Nobody can say this school is good or the right one for the kids. In Germany usually 2 langs like English and French or Spanish are teached. Your kids will learn German much easier if they get immersed from first day on.
No need for international school or Private Gymnasium..


----------



## ALKB

Turkglocal said:


> Hi all, we will be moving to Munich from Sydney. I have 2 children (age 7 and 12) and I am bit worry for my 12 years old because both children and I speak NO German (only hubby B2 level). We have the intention of enrolling both girls public school system but.. I am worried that they will be having a hard time due to language barrier (incl. me and my 12 years old) I have no idea which suburbs/town of Munich has good public schools so we rent our place in that specific area !!!? I would like to find out
> 
> 1- Any area(name please) that you recommend us to consider surrounding of Munich ( husband workplace will be in central Munich)
> 
> 2- Your thoughts of the school system ( my kids only speak English and we have no intention of sending my 12 years to Gymnasium road ! She is a creative person would like to study fashion design) and I wonder pros n cons public school versus international school (so far my understanding international schools provide English and German language and putting my 12 years into a public system with zero Germans will be 'throwing her into the deep end' ) All advice and tips appreciated!

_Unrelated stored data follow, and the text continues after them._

PR #3815, opened 2021-02-28
perf: move code outside loop in FileCompilerConfig.initializeCompiler

rmkellogg:
Moved invariant variable outside of loop.  Will hopefully give performance boost on projects with lots of source files.


monperrus:
Thanks a lot for your contribution @rmkellogg

PR #3818, opened 2021-03-03
fix: custom URLClassLoaders are now actually used

### LINKED ISSUE #3789: Discussion : Prevent spoon from accessing the JVM class path
Is there any way, i can prevent spoon parser from accessing the JVM classpath and provide necessary jars (rt.jar etc) in launcher.setSouceClassPath() ?

andrewbwogi:
closes #3789


monperrus:
Thanks a lot @andrewbwogi, could you add a test case reproducing the bug?

monperrus:
Thanks @andrewbwogi  for the test case, we love test cases in Spoon.

Any idea why src/test/resources/classloader-test/spoon/Launcher.class is an empty file? And why it works this way?

andrewbwogi:
This Launcher has the same qualified name as the ordinary Spoon Launcher. In this test, if the default classloader is used, the ordinary Launcher will be loaded, and if the custom classloader is used, the empty Launcher will be loaded. It is empty so that the two Launchers can be distinguished.

slarse:
Just to clarify the confusion here, there seems to be a bug in the "Files changed" tab here on GitHub, which claims that `Launcher.class` is an empty file. If you actually view the file, it's 196 bytes, and I checked it just to be sure, it contains the following:

```
public class spoon.Launcher {
  public spoon.Launcher();
    Code:
       0: aload_0
       1: invokespecial #1                  // Method java/lang/Object."<init>":()V
       4: return
}
```

monperrus:
very nice fix @andrewbwogi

Is this a long term move or just for a few years?


----------



## *Sunshine*

Turkglocal said:


> 2- Your thoughts of the school system ( my kids only speak English and we have no intention of sending my 12 years to Gymnasium road ! She is a creative person would like to study fashion design) and I wonder pros n cons public school versus international school (so far my understanding international schools provide English and German language and putting my 12 years into a public system with zero Germans will be 'throwing her into the deep end' ) All advice and tips appreciated!


How many languages does your daughter already speak? Has she already started learning German online? Just being on German soil is not going to miraculously make it possible for her to start speaking German. 

The school system was already overwhelmed before the pandemic and you need to find a school that not only has a language programme for foreign children who don't speak any German, but has also adapted it for the pandemic. Your husband and his B2 German is not going to be enough.


----------



## Nononymous

A 7-year-old will likely be fine going into local public school as long as they have some support. I'm not sure how the system works in Bavaria but be aware that the selection for Gymnasium stream can start pretty early, so expect some stress if they are struggling to get up to speed with German.

Putting a 12-year-old with no German into a public school would be cruel and doomed to failure unless they have an exceptional talent for learning languages. Though it's been a quite a few years now since we had a child in a German school (for a semester only, and with good German), some thoughts:

1. German schools were never particularly good at teaching and integrating children without German as a first language. (Canada is quite good at this; Germany comparatively bad.)

2. The influx of refugee children in 2015/16 put serious strains on the system.

3. Presumably the pandemic has made it all worse.

If you did find a place in a public program for non-German speakers, I expect it would not be Gymnasium leading to the Abitur, but I'm just guessing here. You would be far better off looking for a private international school with instruction primarily in English, but these are not cheap.


----------



## *Sunshine*

Nononymous said:


> 1. German schools were never particularly good at teaching and integrating children without German as a first language. (Canada is quite good at this; Germany comparatively bad.)


That is the understatement of the year. In 2018 18% of all foreign children left school without a secondary school diploma and I'm not talking about an Abi, but rather they didn't even manage a Hauptschulabschluss. 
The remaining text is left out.